Diagnostic potential of ultrasonography and computed tomography in differentiating cervical lymph node metastasis of thyroid cancer: a systematic review and meta-analysis

Arch Med Sci. 2020 May 11;19(4):965-975. doi: 10.5114/aoms.2020.95104. eCollection 2023.

Abstract

Introduction: Ultrasonography (US) and computed tomography (CT) are the most common diagnostic modalities of cervical lymph node metastasis of thyroid cancer, but few studies have been conducted to compare their diagnostic accuracy, with inconclusive results.

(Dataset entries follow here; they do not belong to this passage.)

PR #1259, opened 2018-01-31
FUSETOOLS-2763: Provide automatic migration of dozer file when switch…

jpav:
…ing camel version from < 2.20 to >= 2.20

# Pull Request Checklist

## General

## Functional

## Maintainability

## Tests

- [ ] Are there unit-tests?

## Legal


lhein:
U need to sign your commits with git commit -s -m "some comment"

apupier:
@jpav have you checked my feedback? What do you think? Do you know when you will have time to discuss/address it?

jpav:
I've addressed most of the concerns in the review, but the ones related to going back and forth between Camel versions I did not.  The reason is the namespace URL is incorporated in the generated models within the project, and there isn't an easy way to handle both scenarios at the same time without a ton more code, which doesn't make sense to me since this is just for migration to a version that we shown handles old transformations as well as new when the URL is updated. In order to allow for the preservation of old projects, I've added a confirmation dialog to allow the user to prevent the conversion if they like, for which the "cancel" option will prevent the transformation editor from opening.

transformation/plugins/org.jboss.tools.fuse.transformation.editor/src/main/java/org/jboss/tools/fuse/transformation/editor/internal/l10n/messages.properties
```diff
@@ -186,11 +186,13 @@ TransformationEditor_helpTextTarget=Create a new mapping below by dragging a var
 TransformationEditor_invalidPomConfiguration=Unable to recognize project's POM configuration.
 TransformationEditor_invalidTransformationFile=Invalid transformation file: Must be a Dozer configuration file.
 TransformationEditor_messageDialogConfirmation=Are you sure?\n\nAll incomplete mappings will be lost when the editor is closed.
+TransformationEditor_migrationDialogConfirmation=The transformation file must be converted to support the current Camel version.\n\nAre you sure you want to continue?
```
apupier: I think that we should provide more details to user and it is not true that it is "support the current Camel version", it is for the Data Transformation editor to continue support Camel 2.20- versions:
- what is modified?
- what are the consequences if "want to continue"? if "does not want to continue"?

transformation/plugins/org.jboss.tools.fuse.transformation.editor/src/main/java/org/jboss/tools/fuse/transformation/editor/internal/l10n/messages.properties
```diff
@@ -186,11 +186,13 @@ TransformationEditor_helpTextTarget=Create a new mapping below by dragging a var
...
 TransformationEditor_mustBeOpenedViaCamelEditor=The transformation editor must be opened via the Camel editor.
 TransformationEditor_tooltipHideSourceVariableViewers=Hide the source/variables viewers
 TransformationEditor_tooltipHideTargetViewers=Hide the target viewer
 TransformationEditor_tooltipShowSourceVariableViewers=Show the source/variables viewers
 TransformationEditor_tooltipShowTargetViewers=Show the target viewer
+TransformationEditor_unableToOpenIncompatibleTransformationFile=Unable to open incompatible transformation file
```
apupier: Why is it incompatible? It would be nice to precise to user.

transformation/plugins/org.jboss.tools.fuse.transformation.editor/src/main/java/org/jboss/tools/fuse/transformation/editor/TransformationEditor.java
```diff
@@ -349,8 +356,38 @@ public void init(IEditorSite site,
 
         IFile configFile = ((FileEditorInput)getEditorInput()).getFile();
         IJavaProject javaProject = JavaCore.create(configFile.getProject());
-        try {
-            loader = (URLClassLoader)JavaUtil.getProjectClassLoader(javaProject, getClass().getClassLoader());
+        IProgressMonitor monitor = new NullProgressMonitor();
+        try {loader = (URLClassLoader)JavaUtil.getProjectClassLoader(javaProject, getClass().getClassLoader());
```
apupier: what do you think to extract the code responsible to do the migration in a specific method (or even class)? it will improve readability by avoiding a method of 74 lines and will more easily allow to reuse thee code for improving the "Change camel version"
We can also imagine more easily a unit test checking the replacement of the values in the file.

Material and methods: Multiple databases including PubMed, Springer, EMBASE, Ovid, and the Cochrane Library were searched with the keywords "thyroid cancer OR thyroid carcinomas", "cervical lymph nodes", "metastatic OR metastasis", and "ultrasonography OR ultrasound OR CT OR computed tomography" in June 2018. Full-text articles comparing diagnostic accuracy of US and CT were reviewed. Meta-analyses were conducted to estimate sensitivity and specificity. The forest plots of sensitivity and specificity and summary receiver operating characteristic curves (SROC) are also presented in this article.

Results: Finally, 8 of 1785 studies which eventually met the inclusion criteria were selected in this study. The mean sensitivities and specificities of CT in whole and central cervical areas were 0.65, 0.56 and 0.89, 0.83, respectively, while for US, the sensitivities and specificities were 0.58, 0.39 and 0.89, 0.91, respectively. The area under the curve (AUCs) observed of CT and US in whole, central and lateral cervical areas were 0.79 vs. 0.79, and 0.76 vs. 0.67. Because only a few articles were included in this study, publication bias was not assessed.

Conclusions: The diagnostic accuracy of US and CT was comparable. The specificity of these two methods was much higher than the sensitivity.

Keywords: cervical; diagnosis; metastasis; thyroid cancer.